Across all vaccine types, the review proposes several possible explanations for why vaccinated adults might show lower dementia rates, while acknowledging these remain hypotheses rather than demonstrated mechanisms. One possibility is that preventing infections reduces episodes of systemic or neuroinflammation, which are known contributors to cognitive decline. Several pages of the review (pages 2 and 6) outline links between viral and bacterial infections - including influenza, herpesviruses, and pneumonia - and inflammation-related pathways involved in neurodegeneration. Another possibility is that adults who keep up with vaccinations may be more engaged with health services or overall preventive care. This "healthy vaccinee effect" could make vaccinated individuals appear at lower risk even if the vaccines themselves are not directly responsible for the observed differences.
The authors emphasize several limitations. First, because all included studies were observational and many were retrospective, they cannot prove that vaccines reduce dementia risk. Differences in medical record systems, diagnostic codes, demographic factors, and confounder adjustment across studies introduce substantial variability. Study heterogeneity was especially high for influenza and shingles analyses. Furthermore, vaccination status may correlate with socioeconomic factors, healthcare access, general health behaviors, or cognitive reserve - differences that could influence dementia risk independently of vaccination. Although most studies adjusted for many confounders and some used propensity score matching, unmeasured factors cannot be fully ruled out.

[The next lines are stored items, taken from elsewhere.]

Issue #3564, opened 2026-03-25
[💎]: Add Black Bronze Recipe to Alloy Smelter


abculatter2:
### Was this enhancement suggested before?

- [x] No, it was not.

### What would you like to be added/ changed?

As it is, there is a mixer recipe for electrum dust + copper dust = black bronze dust. However, there is not a corresponding recipe for this in the alloy smelter.

### Why is this needed?

Given the importance of colored steel in the super early game, it would be massively beneficial to have an alloy smelter recipe for what is, in my opinion, one of the most annoying components of the recipe. Plus, it doesn't really make much sense to not have that recipe, given the typical conventions of the pack.

abculatter2:
On a similar note, Bismuth Bronze has a similar "mixer recipe but no alloy smelter recipe" situation, as that can be made form brass + bismuth.

nixieeq:
#  I'll take it

Redeix:
There was a big argument about this one and I wasn't going to read all that to find the answer so I'm leaving it pending

Pyritie:
tl;dr we kinda want to make people use the crucible for bulk alloying some more instead of using the alloy smelter for everything, but it's gonna require some other infrastructure to work, maybe involving fixing the pump exploit and making casting channels cool through fans or something idk

PR #3576, opened 2026-03-27
black&bismuth bronze alloy smelt recipes

nixieeq:
https://github.com/TerraFirmaGreg-Team/Modpack-Modern/issues/3564 

image
image


nixieeq:
**I’ve also increased the smelting time for rose_gold and sterling_silver by 2.5 seconds. In the future, it might be worth standardizing all recipes to follow the same rule.**

> For now, I’ve set my recipes so that each ingot takes 2.5 seconds to smelt; since there are 5 ingots, that comes to 12.5 seconds.**

kubejs/server_scripts/tfg/ores_and_materials/recipes.alloys.js
```diff
@@ -314,3 +314,51 @@ function registerTFGAlloyingRecipes(event) {
...
+		"#forge:ingots/brass"
+	];
+
+	copper_types.forEach(copper_type => {
+		electrum_types.forEach(electrum_type => {
+			const id = linuxUnfucker(`${copper_type}_and_${electrum_type}`.replace(/#/g, ""));
+
+			event.recipes.gtceu.alloy_smelter(`tfg:black_bronze_from_electrum_${id}`)
+				.itemInputs(
+					Ingredient.of(copper_type).withCount(3),
```
Pyritie, line 340: I wonder if the syntax like `['gtceu:brass_dust', 'create:brass_ingot']` would work to clean up these alloy smelter recipes so we don't need all these duplicates?

TomPlop:
Not a fan progression wise they should stay mixer recipe.

It's also a way to remove some interest to the crucible. Anything that removes content from TFC is getting me on edge now lol

TomPlop:
There is a limit to how far we can push the amount of shortcut we add to remove content to TFC.

Pyritie:
Yeah but it can do regular tin bronze, which makes people gravitate towards
it more than the other bronzes

TomPlop:
Not sure I see that as an issue. Normal bronze is used for Gregtech in such big amount which isn't the case of other bronze. 

Having the mixer as the first reward to make these alloys faster is cool. Add alloy smelter that you unlock much earlier you just allow to rush even more the early game, remove interest to the mixer and remove interest to the crucible. 

Honestly I'm just tired of making TFC less that an hour of gameplay.

Pyritie:
yeah but it's just bronzes. The different bronzes should have parity in how
they're created. And there's not really much "interest" in making the mixer
just for the other bronzes. In our own group, the main appeal of the mixer
was for the colored steels and stuff like glue and compost.

Also yes you can speed through tfc but that's just because we know so much
about it. Base tfc has the same problem. I sped through tfc back in 0.7 too
lol

TomPlop:
No the different bronzes shouldn't be in parity with each other because one is used 100 times more that the other two. 

The other two are used for alloys mostly. It's not because they are all called bronze that they should be in parity. Do you want to make all the steel in parity? All the tungsten in parity? Obviously no. 

Alloy smelter unlocks much earlier. Why do they want the alloy smelter recipe? Because it allows you to not use the mixer and more important it's allow you to skip the crucible. 

I want players to use the crucible. I want them to use the anvil. I want them to play TFC. 

Now if you think it's okay to remove TFC mechanic we can go for it. But that's what you do here, you remove content from TFC.

Pyritie:
> It's not because they are all called bronze that they should be in parity.

They should be in parity because all the tfc bronzes are in parity. They all craft anvils of the same tier, have similar tools, and can be used interchangably in a lot of other recipes. That's obviously not the same as the different kinds of steels and tungstens.

You still need to use the crucible to make colored steels and to melt down the dusts you get from the mixer anyway. Unlocking easier bronzes before you unlock easier steels makes sense to me. And you can already use the alloy smelter for all the other two-ingredient pre-iron alloys like rose gold, sterling silver, brass, tin alloy, red alloy... why should these two bronzes be any different? That's the inconsistent part.

I'm not advocating for a bronze age low pressure steam alloy smelter. I'm not advocating for castable steel gears. I'm not advocating for an iron age extruder for tools.

TomPlop:
They can be used interchangeably in a lot of recipes but you will still need an insanely bigger amount of bronze. That's not even comparable.

You may not propose these now but looking at TFG, we see how insane the amount of stuffs we removed from TFC. And I'm getting tired of it. I love TFC and we just keep trimming it. 

People should use the crucible and that's it. You don't even need a lot of coloured steel which also kinda sux. 

It's not that I hate black bronze in the alloy smelter, it's just that I'm tired we remove content from TFC.

Once again if you are telling me "I want to remove usage of the crucible and I'm fine with making early game even faster" it's okay merge it.

Pyritie:
Are you suggesting we remove more recipes from the steam alloy smelter? or that we should go back to making LV machine hulls requiring 8 colored steel plates each? or removing the electric greenhouse or refrigerator? or removing the 3x3 tools? or removing the coke oven so you have to always make charcoal the tfc way? or removing any sort of permanent lighting? or removing the rock breaker so people have to quarry all the stone for their bricks? or removing the helve so you have to hammer out all of your plates and blooms? or removing ore processing so you can only melt raw ores? or removing the beneath so they can only find kaolin and graphite the tfc way? or removing any sort of backpack besides small and large vessels? or removing vanilla buckets? or removing tree farms? or removing alcohol buffs? 

they're also all "removing TFC", but I'm sure you will agree with me that being able to eventually automate a lot of the difficult problems that TFC presents is the main appeal of the modpack.

I'm not sure where you get this idea that I'm trying to remove TFC content. I love TFC as well and I'm constantly trying to add new ways to keep it relevant -- we both are. Like outside of the recent whole worldgen backport, I'm trying to find ways to make the TFC caves actually useful, and just now I made #3580 to make another basically unused TFC mechanic relevant again. I also changed the temperature sensitivity on ambiental so it's actually something you have to pay attention to and not just ignore. I would love to nerf the blue steel diving suit as well whenever GT finishes their armor system.

Pyritie:
I would also be fine with eventually removing the whole use-a-pump-to-cool-ingots-instantly mechanic because it basically makes the casting channels irrelevant. But we should only do that if we make a better solution for bulk processing, like being able to use an encased fan to make them cool faster or something.

TomPlop:
Are you suggesting we remove more recipes from the steam alloy smelter?
Which one? You already buffed the colored steel so it makes double the amount of colored steel when in the anvil it was 2 ingots for 1 ( I was against it too )

or that we should go back to making LV machine hulls requiring 8 colored steel plates each?
Let's go!!!!

removing the electric greenhouse or refrigerator?
I think we unlock the refrigerator too early and I'm fine with the EGH it's pretty balanced but we should remove Create Tree Farm and reduce drastically the amount of saplings

removing the 3x3 tools?
They are needed because GT asks for a lot more materials that TFC

removing the coke oven so you have to always make charcoal the tfc way?
Pleeeeease let's remove coal from the bloomery so people have to use the tfc way. Right now you removed the need for tfc charcoal pit ( I was against it too )

removing any sort of permanent lighting?
It's fine how it's gated and TFC does offer you blue steel and lava. We follow TFC progression here and I'm happy about it.

removing the rock breaker so people have to quarry all the stone for their bricks?
It's unlocked too early I like that it's not at least gated behind red steel

removing the helve so you have to hammer out all of your plates and blooms?
I wouldn't mind there is still the forge hammer but at least it gives option

removing ore processing so you can only melt raw ores?
Ore processing ADDS a step to melting raw ore to have better yield so it's cool. We don't remove content we add

removing the beneath so they can only find kaolin and graphite the tfc way?
I think Beneath made kaolith a bit trivial yeah

removing any sort of backpack besides small and large vessels?
I was fine with removing Sophisticated as you remembe, to have a TFC add-on

removing vanilla buckets?
It exists in TFC

removing tree farms?
Let's remove Create Tree Farm or at least let's make them saplings negative!

removing alcohol buffs?
It's a tfc add-on

Pyritie:
lol I wasn't intending to get a reply on all of those

TomPlop:
Well there is good point and I still believe trees saplings shouldnt be renewable lol

Pyritie:
lol is the coal in the bloomery really that bad? I don't see why you can't use coal for it, charcoal's appeal is that it's renewable, and then you get the coke oven as soon as you get wrought iron so it's not like it'd change much

and I'm pretty sure we'd have actual riots if we took away renewable trees, though I do agree the sapling drops are still stupidly high

aaaaanyway that aside... it kinda sounds like we could close this PR and instead maybe start thinking of ways to make the crucible relevant for alloying more, such as:
- separating steam alloy smelter recipes from the LV alloy smelter (so you can still use the steam one for molds)
- removing the pump exploit in favour of something like encased fans over casting tables

cuz I do agree it's a little weird that once you get the crucible you kinda only use it for colored steels and nothing else, when it's supposed to be a huge step up for _all_ alloying

abculatter2:
One thing I wanted to add to this as a potential way to improve the crucible and justify making it more relevant for later into the tech progression;

I feel like adding more ways to automate crucibles in the steam and early LV tier would make it a lot more interesting and rewarding to use it. As it is, the threshold switches can be used to detect molten metals in the crucible, but only if they are immediate adjacent (the inventory connector doesn't seem to be able to read fluids) and if filtered only one type of metal at a time. On the bright side they can be filtered to detect when the crucible makes a specific alloy, but that would limit each crucible to only alloying one thing each, which... Maybe that's fine?

Adding more crucible heat sources might help, too, such as being able to use the blaze burner as a heat source, or possibly a steam and/or electric forge?

It would also be really handy to have a simple "pressure plate" detector available very early on, which reads how many of the input item slots are occupied. I tried using a comparator for this but that seems to not read the crucible at all, so if there's a way to add that functionality there that would be great. I'm also on the fence on whether or not it would be good to add an earlier option for the More Red redstone circuits, as those would help a lot with making the redstone components more compact.

Overall, though, despite being (presumably) the one whose suggestion sparked this, I actually do agree with Tom on this. I felt that it was an odd omission to not have those recipes, but if more features were added that makes the crucible more viable as an alternative I would 1000% prefer that over the alloy smelter.

Also, somewhat related, would it be possible to add more of the other two bronzes as alternatives to tin bronze in some recipes? Even if it's just adding them as fluid and/or item pipes, it would be nice to have more then just tin bronze involved in steam tier crafting.

jurjen909:
I see there was already a heated discussion about this issue. But I would like to ask if it would be possible to have the alloy smelter recipe of the two coloured bronzes be at least gated behind MV?

That way people are still forced to use TFC's crucible and Mixer to create the coloured bronzes in the Steam-LV age, but once the player is progressed far enough into the game they could then easily make the coloured bronze ingots with an MV alloy smelter or Multi Smelter in HV.


Just a request so that the late-game player has a way to make these alloys other than the two-step processes of mixer-furnace or ABF-solidifier.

From the perspective of Seven Reflections' Dimensional Systems Architecture (DSA), the findings can be interpreted as a systems-level interaction rather than a direct causal effect. DSA conceptualizes cognitive function as emerging from multiple interdependent fields - biological, environmental, behavioral, and systemic. In this framework, vaccination could be understood as one of many factors that modulate the biological field by reducing exposure to destabilizing events, such as severe infections or prolonged inflammatory states. Lower volatility in one field may support stability in adjacent cognitive fields over time. However, DSA would treat vaccination as a correlating structural factor, not a deterministic driver. The associations observed in the meta-analysis are therefore consistent with a broader systems perspective in which long-term cognitive outcomes reflect the cumulative balance of multiple interacting influences.

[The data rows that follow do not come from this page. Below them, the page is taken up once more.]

PR #3585, opened 2026-03-28
Shader mod changes

woopSmile:
## What is the new behavior?
added complementary to respect our agreement with EminGT 
Euphoria patches
Supplemental patches

removed colorwheel patcher because our shader natively support colorwheel

## Implementation Details
I think i did it correctly with pakku but id be more comfortable if someone double checked

### DIFF
--- a/pakku.json
+++ b/pakku.json
@@ -256,9 +256,6 @@
         "colorwheel": {
             "side": "CLIENT"
         },
-        "colorwheel-patcher": {
-            "side": "CLIENT"
-        },
         "autopack-director": {
             "export": false
         },
@@ -303,9 +300,19 @@
         "ftb-xmod-compat": {
             "export": true
         },
-
-
         "probejs": {
+            "side": "CLIENT",
+            "export": false
+        },
+        "supplemental-patches": {
+            "side": "CLIENT",
+            "export": false
+        },
+        "euphoria-patches": {
+            "side": "CLIENT",
+            "export": false
+        },
+        "complementary-unbound": {
             "side": "CLIENT",
             "export": false
         }
--- a/pakku-lock.json
+++ b/pakku-lock.json
@@ -2876,67 +2876,6 @@
             ]
         },
         {
-            "pakku_id": "91kPFa77FhKsGmSh",
-            "type": "MOD",
-            "side": "CLIENT",
-            "slug": {
-                "curseforge": "colorwheel-patcher",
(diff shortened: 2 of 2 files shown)


Xikaro:
We need to release our shader version first.  I also don't understand the point of these mods, do they allow us to use the functionality that we transfer and implement in our shaders?

woopSmile:
it is to satisfy the agreement we have with those developers. we get to share our shader only if we install their mods

pakku.json
```diff
@@ -303,11 +300,21 @@
...
+        },
+        "supplemental-patches": {
+            "side": "CLIENT",
+            "export": false
+        },
+        "euphoria-patches": {
+            "side": "CLIENT",
+            "export": false
+        },
+        "complementary-unbound": {
```
Xikaro, line 315: Redefining the "side" is not required here, shaders are already on the client.

And it makes sense to disable exports if they don't get anywhere at all. Then you don't have to add them at all.

Pyritie (approved):

Pyritie:
it's better to be on good terms with the shader authors so we can get help from them in the future

pakku.json
Xikaro: it has not changed

Pyritie: what should be changed? isn't it good to keep `export:false`?

Xikaro: If export:If it's false, they won't get into the modpack for the players, but as I understand it, it's the opposite.

Pyritie: My understanding is that these mods aren't actually required for our shaders to work, but including them like this will still count as "part of the modpack" for crediting/paying the mod authors

Xikaro: Well, with this configuration, they will only be in the development environment. Players will not receive any downloads and, accordingly, the authors will not receive credit.

Xikaro: https://juraj-hrivnak.github.io/Pakku/config-file.html#project_export

Pyritie: With `export:false`? I think this marks the mod as optional, but curseforge does not understand optional, so it always downloads it anyway. Only modrinth/prism understand optional.
But ok, we can remove them from the pakku file so they are always downloaded.

Xikaro: If we follow this logic, then probejs should be there, but it is not
Screenshot_108

Pyritie: ok ok

Pyritie: fixed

Overall, the review suggests that vaccination status and dementia risk are statistically associated in multiple large population datasets. These associations do not establish that vaccines prevent dementia, but they highlight an area of research that may inform future studies on ageing, infection, inflammation, and cognitive health. The authors call for prospective trials, standardized diagnostic approaches, and longer follow-up periods to better understand the nature of these relationships.